• [Problem statement] Lines from the records below that contain the word "jsdom" are to be copied out.

[[ Dataset records, beginning ]]

PR #1205, opened 2021-04-05
feat(doctype-caip10-link): Add new API methods to Caip10LinkDoctype

stbrody:
I can't easily test this or remove the old API methods until this is merged and an RC release made so that the `doctype-caip10-link-handler` package can be updated to depend on the new version.


stbrody:
Opened prematurely, closing for now

PR #1208, opened 2021-04-06
fix(key-did-resolver): Unbreak tests by pinning to specific versions of multibase and uint8arrays

stbrody:


oed (approved):

stbrody:
FYI this PR doesn't seem to be sufficient to resolve the issue.  I've updated every single package.json that mentions `multibase` or `uint8arrays`, but it looks like we're still picking up the newer version of `multibase` via `transitive` dependencies from `cids`.

Alex from PL pointed out on https://github.com/achingbrain/uint8arrays/issues/17 that `TextDecoder` should be globally available to all modern node versions, so it's unclear why this is failing in CI as well as on my local machine, both of which use node v14 I believe.

@zachferland @PaulLeCam @ukstv, any ideas what might be going on here?

stbrody:
It seems like I might be able to use `npm-shrinkwrap` to pin `multibase` to the older version even from transitive dependencies, but that seems not ideal if we can avoid it.  Would be better to understand why we the `TextDecoder` error is happening with the new `multibase` in the first place

stbrody:
It looks like this is likely an issue with jest: https://github.com/achingbrain/uint8arrays/issues/17#issuecomment-814393633

::sigh::

stbrody:
Filed https://github.com/ceramicnetwork/js-ceramic/issues/1211.  Looks like that is more likely the proper way to fix this

PaulLeCam:
@stbrody this seems related more specifically to jsdom, have you tried using the node environment for jest or a setup file as suggested in https://stackoverflow.com/questions/57712235/referenceerror-textencoder-is-not-defined-when-running-react-scripts-test?

stbrody:
> have you tried using the node environment for jest or a setup file as suggested in [stackoverflow.com/questions/57712235/referenceerror-textencoder-is-not-defined-when-running-react-scripts-test](https://stackoverflow.com/questions/57712235/referenceerror-textencoder-is-not-defined-when-running-react-scripts-test)?

Is that not what the ticket I filed is describing to do?

PaulLeCam:
Could be just a config option if it works using the node env, cf https://jestjs.io/docs/configuration#testenvironment-string 
jsdom is the default but node is supported out of the box by jest.

stbrody:
> Could be just a config option if it works using the node env, cf [jestjs.io/docs/configuration#testenvironment-string](https://jestjs.io/docs/configuration#testenvironment-string)
> jsdom is the default but node is supported out of the box by jest.

Okay yeah, adding `--env=node` to the `test` script in all the relevant package.json files does fix most of the tests.  The only problem is the `http-client` package.  Using `--env=node` there causes it to fail with a different error:
```
/home/spencer/js-ceramic3/node_modules/rxjs/internal/util/hostReportError.js:4
    setTimeout(function () { throw err; }, 0);
                             ^

TypeError: Only absolute URLs are supported
    at getNodeRequestOptions (/home/spencer/js-ceramic3/node_modules/node-fetch/lib/index.js:1305:9)
    at /home/spencer/js-ceramic3/node_modules/node-fetch/lib/index.js:1410:19
    at new Promise (<anonymous>)
    at fetch (/home/spencer/js-ceramic3/node_modules/node-fetch/lib/index.js:1407:9)
    at fetch (/home/spencer/js-ceramic3/node_modules/cross-fetch/dist/node-ponyfill.js:10:20)
    at fetchJson (/home/spencer/js-ceramic3/packages/http-client/src/utils.ts:561:13)
    at Document._syncState (/home/spencer/js-ceramic3/packages/http-client/src/document.ts:883:17)
    at ThrottleSubscriber.durationSelector (/home/spencer/js-ceramic3/packages/http-client/src/document.ts:812:21)
    at ThrottleSubscriber.Object.<anonymous>.ThrottleSubscriber.tryDurationSelector (/home/spencer/js-ceramic3/node_modules/rxjs/src/internal/operators/throttle.ts:132:19)
    at ThrottleSubscriber.Object.<anonymous>.ThrottleSubscriber.throttle (/home/spencer/js-ceramic3/node_modules/rxjs/src/internal/operators/throttle.ts:124:27)
```

PaulLeCam:
Seems like an issue in the test or even the http-client code itself if there's any logic relying on relative URLs?

stbrody:
Closing in favor of https://github.com/ceramicnetwork/js-ceramic/pull/1212

PR #1210, opened 2021-04-06
Daemon error handling

ukstv:
- LoggerProvider is exposed as a field of Ceramic core node (Context ≠ DI)
- Beautification for async request handlers. This makes all the errors fall to the generic error handler.
- Generic error handler dumps error message to DiagnosticsLogger and response back with 500 error
- Morgan now exposes caught error as `error_message` and `error_code` tokens.
- Drop health checks

Screenshot 2021-04-06 at 21 56 44

### DIFF
--- a/packages/cli/src/ceramic-daemon.ts
+++ b/packages/cli/src/ceramic-daemon.ts
@@ -1,16 +1,13 @@
-import express, { Request, Response, NextFunction } from 'express'
+import express, { Request, Response } from 'express'
 import Ceramic from '@ceramicnetwork/core'
 import type { CeramicConfig} from "@ceramicnetwork/core"
 import { RotatingFileStream } from "@ceramicnetwork/logger"
 import { buildIpfsConnection } from "./build-ipfs-connection.util";
 import { S3StateStore } from "./s3-state-store";
 import {
-  DiagnosticsLogger,
   DoctypeUtils,
-  RootLogger,
   MultiQuery,
   LoggerConfig,
-  LogLevel,
   LoggerProvider,
 } from "@ceramicnetwork/common"
 import { LogToFiles } from "./ceramic-logger-plugins"
@@ -19,8 +16,9 @@ import ThreeIdResolver from '@ceramicnetwork/3id-did-resolver'
 import KeyDidResolver from 'key-did-resolver'
 import { DID } from 'dids'
 import cors from 'cors'
-import * as core from "express-serve-static-core"
-import morgan from 'morgan';
+import { errorHandler } from './daemon/error-handler';
+import { addAsync, ExpressWithAsync } from '@awaitjs/express'
+import { logRequests } from './daemon/log-requests';
 
 const DEFAULT_PORT = 7007
 const toApiPath = (ending: string): string => '/api/v0' + ending
@@ -46,34 +44,11 @@ export interface CreateOpts {
   pubsubTopic?: string;
 }
 
-interface HttpLog {
-  request: Record<string, unknown>;
-  response?: Record<string, unknown>;
-}
-
 interface MultiQueries {
   queries: Array<MultiQuery>
 }
 
-const ACCESS_LOG_FMT = 'ip=:remote-addr ts=:date[iso] method=:method original_url=:original-url base_url=:base-url path=:path http_version=:http-version req_header:req[header] status=:status content_length=:res[content-length] content_type=":res[content-type]" ref=:referrer user_agent=:user-agent elapsed_ms=:total-time[3]';
-
-const makeExpressMiddleware = function (loggerProvider: LoggerProvider) {
-  morgan.token<Request, Response>('original-url', function (req, res): any {
-    return req.originalUrl;
-  });
-  morgan.token<Request, Response>('base-url', function (req, res): any {
-    return req.baseUrl;
-  });
-  morgan.token<Request, Response>('path', function (req, res): any {
-    return req.path;
-  });
-
-  const logger = loggerProvider.makeServiceLogger("http-access")
-
-  return [morgan(ACCESS_LOG_FMT, { stream: logger })]
-};
-
-const makeCeramicConfig = function (opts: CreateOpts): CeramicConfig {
+function makeCeramicConfig (opts: CreateOpts): CeramicConfig {
   const loggerProvider = new LoggerProvider(opts.loggerConfig, (logPath: string) => { return new RotatingFileStream(logPath, true)})
   const ceramicConfig: CeramicConfig = {
     loggerProvider,
@@ -118,62 +93,23 @@ const makeCeramicConfig = function (opts: CreateOpts): CeramicConfig {
  */
 class CeramicDaemon {
   private server: any
-  private readonly logger: DiagnosticsLogger
 
   constructor (public ceramic: Ceramic, opts: CreateOpts) {
-    this.logger = ceramic.context.loggerProvider.getDiagnosticsLogger()
-
-    const app: core.Express = express()
+    const diagnosticsLogger = ceramic.loggerProvider.getDiagnosticsLogger()
+    const app = addAsync(express());
     app.set('trust proxy', true)
     app.use(express.json())
     app.use(cors({ origin: opts.corsAllowedOrigins }))
 
-    const expressMiddleware = makeExpressMiddleware(ceramic.context.loggerProvider)
-    app.use(expressMiddleware)
+    app.use(logRequests(ceramic.loggerProvider))
 
     this.registerAPIPaths(app, opts.gateway)
 
-    const loggerOld = RootLogger.getLogger(CeramicDaemon.name)
-    if (opts.loggerConfig?.logLevel <= LogLevel.debug) {
-      app.use((req: Request, res: Response, next: NextFunction): void => {
-        const requestStart = Date.now()
-
-        let requestError: string = null;
-        let body: string | any = [];
-        req.on("data", chunk => {
-          body.push(chunk)
-        })
-        req.on("end", () => {
-          body = Buffer.concat(body)
-          body = body.toString()
-        });
-        req.on("error", error => {
-          requestError = error.message
-        });
-
-        res.on("finish", () => {
-          const httpLog = this._buildHttpLog(requestStart, req, res, {requestError, body})
-          const logString = JSON.stringify(httpLog)
-          loggerOld.debug(logString)
-        })
-        next()
-      })
-    }
-
-    // next is required in function signature
-    app.use((err: Error, req: Request, res: Response, next: NextFunction): void => {
-      loggerOld.error(err)
-      if (res.statusCode < 300) { // 2xx indicates error has not yet been handled
-        res.status(500)
-      }
-      res.send({error: err.message})
-      // TODO: Get real request start
-      loggerOld.error(JSON.stringify(this._buildHttpLog(Date.now(), req, res)))
-    })
+    app.use(errorHandler(diagnosticsLogger))
 
     const port = opts.port || DEFAULT_PORT
     this.server = app.listen(port, () => {
-      this.logger.imp('Ceramic API running on port ' + port)
+      diagnosticsLogger.imp('Ceramic API running on port ' + port)
     })
     this.server.keepAliveTimeout = 60 * 1000
   }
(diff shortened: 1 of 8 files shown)


packages/cli/src/ceramic-daemon.ts
```diff
@@ -215,89 +143,43 @@ class CeramicDaemon {
...
-    app.get(toApiPath('/commits/:docid'), this.commits.bind(this))
-    app.get(toApiPath('/records/:docid'), this.commits.bind(this))
-    app.post(toApiPath('/multiqueries'), this.multiQuery.bind(this))
-    app.get(toApiPath('/documents/:docid'), this.state.bind(this))
-    app.get(toApiPath('/pins/:docid'), this.listPinned.bind(this))
-    app.get(toApiPath('/pins'), this.listPinned.bind(this))
-    app.get(toApiPath('/node/chains'), this.getSupportedChains.bind(this))
-    app.get(toApiPath('/node/healthcheck'), this.healthcheck.bind(this))
+  registerAPIPaths (app: ExpressWithAsync, gateway: boolean): void {
+    app.getAsync(toApiPath('/commits/:docid'), this.commits.bind(this))
```
valmack, line 147: Why do we need to use `ExpressWithAsync`? Doesn't express already handle async routes on its own?

packages/cli/src/ceramic-daemon.ts
```diff
@@ -215,89 +143,43 @@ class CeramicDaemon {
...
     const { doctype, genesis, docOpts } = req.body
-    try {
-      const doc = await this.ceramic.createDocumentFromGenesis(doctype, DoctypeUtils.deserializeCommit(genesis), docOpts)
-      res.json({ docId: doc.id.toString(), state: DoctypeUtils.serializeState(doc.state) })
-    } catch (e) {
-      return next(e)
-    }
-    next()
+    const doc = await this.ceramic.createDocumentFromGenesis(doctype, DoctypeUtils.deserializeCommit(genesis), docOpts)
+    res.json({ docId: doc.id.toString(), state: DoctypeUtils.serializeState(doc.state) })
```
valmack, line 182: Here as an example, can we do a check to ensure that `doctype`, `gensis`, and `docOpts` are not empty? Or is that already handled by the methods below?

Also is there any potential attack vector here we can mitigate with sanitization?

packages/cli/src/ceramic-daemon.ts
```diff
@@ -307,154 +189,105 @@ class CeramicDaemon {
...
    * Apply one commit to the existing document
    */
-  async applyCommit (req: Request, res: Response, next: NextFunction): Promise<void> {
+  async applyCommit (req: Request, res: Response): Promise<void> {
     const { docId, commit, docOpts } = req.body
     if (!(docId && commit)) {
-      res.json({ error: 'docId and commit are required in order to apply commit' })
-      next()
-      return
+      throw new Error('docId and commit are required in order to apply commit')
```
valmack, line 229: Here we can replace the throw with below?

`res.status(400).send('docId and commit are required in order to apply commit')`

packages/cli/src/ceramic-daemon.ts
```diff
@@ -307,154 +189,105 @@ class CeramicDaemon {
...
-      const pinnedDocIds = []
-      const iterator = await this.ceramic.pin.ls(docId)
-      for await (const id of iterator) {
-        pinnedDocIds.push(id)
-      }
-      res.json({ pinnedDocIds: pinnedDocIds })
-    } catch (e) {
-      return next(e)
+    const pinnedDocIds = []
+    const iterator = await this.ceramic.pin.ls(docId)
```
valmack, line 277: Can we send 400 if we don't have the docId? Maybe just add an else statement above

packages/cli/src/ceramic-daemon.ts
```diff
@@ -307,154 +189,105 @@ class CeramicDaemon {
...
+    for await (const id of iterator) {
+      pinnedDocIds.push(id)
     }
-    next()
+    res.json({ pinnedDocIds: pinnedDocIds })
   }
 
-  async _notSupported (req: Request, res: Response, next: NextFunction): Promise<void> {
+  async _notSupported (req: Request, res: Response): Promise<void> {
     res.status(400).json({ status: 'error', message: 'Method not supported by read only Ceramic Gateway' })
```
valmack, line 285: I think this json should match the format that we have in the `errorHandler` middleware.

packages/cli/src/daemon/error-handler.ts
```diff
@@ -0,0 +1,20 @@
+import { ErrorRequestHandler, NextFunction, Request, Response } from 'express';
+import { DiagnosticsLogger } from '@ceramicnetwork/common';
+
+/**
+ * Generic error handling middleware for the daemon.
+ */
+export function errorHandler(logger: DiagnosticsLogger): ErrorRequestHandler {
+  return (err: Error, req: Request, res: Response, next: NextFunction) => {
+    (req as any).error = err // Allow other middlewares access the error
```
valmack, line 9: Not sure this is accurate. It seems like the error should be on the response instead.

packages/cli/src/daemon/error-handler.ts
```diff
@@ -0,0 +1,20 @@
...
+    logger.err(err);
+    if (res.headersSent) {
+      return next(err);
```
valmack, line 12: Does this mean express will handle the error?

packages/cli/src/daemon/log-requests.ts
```diff
@@ -0,0 +1,27 @@
+import { Request, Response } from 'express';
+import { LoggerProvider } from '@ceramicnetwork/common';
+import morgan from 'morgan';
+
+const ACCESS_LOG_FMT = 'ip=:remote-addr ts=:date[iso] method=:method original_url=:original-url base_url=:base-url path=:path http_version=:http-version req_header:req[header] status=:status content_length=:res[content-length] content_type=":res[content-type]" ref=:referrer user_agent=:user-agent elapsed_ms=:total-time[3] error_message=:error-message error_code=:error-code';
+
+export function logRequests(loggerProvider: LoggerProvider): any[] {
```
valmack, line 7: I think this is a misnomer. This function is just returning middleware, not actually logging anything.

I think we should call it `buildHttpLog` (or something similar) and it can return the middleware as any object instead of an array.

valmack (commented):
Doing some sanitization still seems to be low hanging fruit here. We can put in some 4xx errors and get a clearer signal on what is going wrong.

This can be streamlined by putting similar paths behind a route. For example
```
app.route('/pins/:docid')
  .all(function (req, res, next) {
    // sanitize and/or return 4xx here
    next()
  })
  .post(function (req, res, next) {
    // ...
  })
  .delete(function (req, res, next) {
    // ...
  })
```
But refactoring the routers like above is not strictly necessary (though I will probably do it anyway this week for some metrics clean up).

packages/cli/src/ceramic-daemon.ts
ukstv: It is express 4. It does not handle async routes. https://gist.github.com/ukstv/14377c8ed437aa6243be94d0c532cb25

Express 5 is in alpha.

ukstv: > Starting with Express 5, route handlers and middleware that return a Promise will call next(value) automatically when they reject or throw an error

https://expressjs.com/en/guide/error-handling.html

packages/cli/src/ceramic-daemon.ts
ukstv: Yes.

packages/cli/src/daemon/log-requests.ts
ukstv: It returns a middleware, that _logs requests_ :) One discovers existence of this thing I guess by reading `app.use` clause first.

How do you feel about `app.use(buildHttpLog(loggerProvider))` vs `app.use(logRequests(loggerProvider))`?

packages/cli/src/ceramic-daemon.ts
valmack: Worth it to upgrade? I'm guessing not but probably worth considering?

packages/cli/src/ceramic-daemon.ts
valmack: Or more accurately we should use the same json response format in the error handler middleware to be consistent

packages/cli/src/daemon/error-handler.ts
valmack: "This" was in reference to `next(err)`

packages/cli/src/daemon/log-requests.ts
valmack: I guess it should be `app.use(loggerMiddleware(...))`

packages/cli/src/daemon/error-handler.ts
ukstv: Semantically, yes, better put it with response.

packages/cli/src/daemon/log-requests.ts
ukstv: It is always middleware put to `app.use` :) I was following the lead of a canonical list https://expressjs.com/en/resources/middleware.html There is no one middleware there, btw. Names are either idiomatic nouns (Morgan, session, timeout, slash), or agent nouns (body-parser, cookie-parser, errorHandler) or plain verbs (serve-static, expiry, uncapitalize).

`requestLogger` as the middle ground? It is a petty battle anyway.

packages/cli/src/ceramic-daemon.ts
ukstv: Vote for ditching Express in favour of [Fastify](https://www.fastify.io), if it ever comes to it.

Yet, it is also worth considering how many breaking or (worse) potentially breaking changes one tries to introduce at a unit of time, and to what effect. I have no idea how that ever-alpha version behaves. Documentation is sparse, mildly speaking. If the goal is to ship a working system, I better stick with the oldie here. As a purely internal detail, it can be upgraded at any time later.

packages/cli/src/daemon/log-requests.ts
ukstv: Like, after your next proposition, I give up and accept anything.

packages/cli/src/daemon/error-handler.ts
ukstv: > If you call next() with an error after you have started writing the response (for example, if you encounter an error while streaming the response to the client) the Express default error handler closes the connection and fails the request.

> So when you add a custom error handler, you must delegate to the default Express error handler, when the headers have already been sent to the client

https://expressjs.com/en/guide/error-handling.html

ukstv: TLDR It will close the connection and fail the request. Most probably never happens.

packages/cli/src/ceramic-daemon.ts
ukstv: Actually, this is a perfect example to take a strong stance "no sanitation at http daemon level". `pin.ls` accepts both docId and `undefined`. Both are valid. The latter means "list everything pinned".

Here, the only problematic case is invalid DocID passed. This is handled in `DocID.fromString` which errors if the input can not be deserialised into `DocID`.

`loadDocumentCommits` AKA [`commits`](https://github.com/ceramicnetwork/js-ceramic/pull/1210/files/436c246640c917e21ada94412cfa3ff96840af68#diff-29a806cda83d5289fde2f9b08500d1f2335980307791376095ed3d7c600da98eR210) is a bit more interesting. It tries to parse DocID in the Express handler, but the underlying code also tries to perform deserialisation. Effectively, either DocID deserialization in [`commits` handler](https://github.com/ceramicnetwork/js-ceramic/pull/1210/files/436c246640c917e21ada94412cfa3ff96840af68#diff-29a806cda83d5289fde2f9b08500d1f2335980307791376095ed3d7c600da98eR211) or DocID deserialization inside `loadDocumentCommits` is redundant.

What makes sense to me is a proper serialization/deserialization mechanism to strictly delineate formatting (400) errors from other ones while reducing redundancy with the underlying code. The _other errors_ could be mapped to whatever http errors, including 400. As discussed, first step on the way there is getting that mapping done. Then, few discussions have to be made with regards to serialization/deserialization tooling. It better be a single thing, like a codec, it better be composable, otherwise it introduces maintenance headache. But, it is a different story from the one we have now.

packages/cli/src/ceramic-daemon.ts
ukstv: This kind of checks would eliminate some execution steps required to achieve same checks in the underlying code, which is good. How good? Have no data. Probably, minuscule, but this is just a guess. I am pretty sure with error-to-http mapping, UX/DX is the same, with a benefit of having a single place where the checks are executed.

packages/cli/src/ceramic-daemon.ts
valmack: Ok great! Agree

packages/cli/src/daemon/error-handler.ts
valmack: Aha thanks

packages/cli/src/daemon/log-requests.ts
valmack: Yeah I think you are right actually because it just takes a function. Up to you!

packages/cli/src/ceramic-daemon.ts
valmack: Ok let's punt for now

packages/cli/src/ceramic-daemon.ts
valmack: Ok so docid here is optional. Wasn't clear to me. I would prefer being more verbose. Such as `pin.ls(docId && docId || undefined)`. Or at least something so it is clear that docId is optional here.

Agree on the mapping and the fact that it is out of scope here.

packages/cli/src/ceramic-daemon.ts
valmack: Let's punt on this change too and just put it in project.

valmack (commented):
One ask before approval. Can you confirm what files the http logs are being written to? Need to ensure the error logs are written to a different file. That should be the case but I'm not positive the loggers used here do that so want to check before we finalize this.

ukstv:
> One ask before approval. Can you confirm what files the http logs are being written to? Need to ensure the error logs are written to a different file. That should be the case but I'm not positive the loggers used here do that so want to check before we finalize this.

@valmack Confirm. http-access.log contains only morgan-formatted errors. And, diagnostics logger receives an actual error.

valmack (approved):
Awesome. Can you start a project for the "http-error" mapping?

ukstv:
> Awesome. Can you start a project for the "http-error" mapping?

Yup.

[[ Dataset records, end ]]

• [Written answer]
@stbrody this seems related more specifically to jsdom, have you tried using the node environment for jest or a setup file as suggested in https://stackoverflow.com/questions/57712235/referenceerror-textencoder-is-not-defined-when-running-react-scripts-test?
jsdom is the default but node is supported out of the box by jest.
> jsdom is the default but node is supported out of the box by jest.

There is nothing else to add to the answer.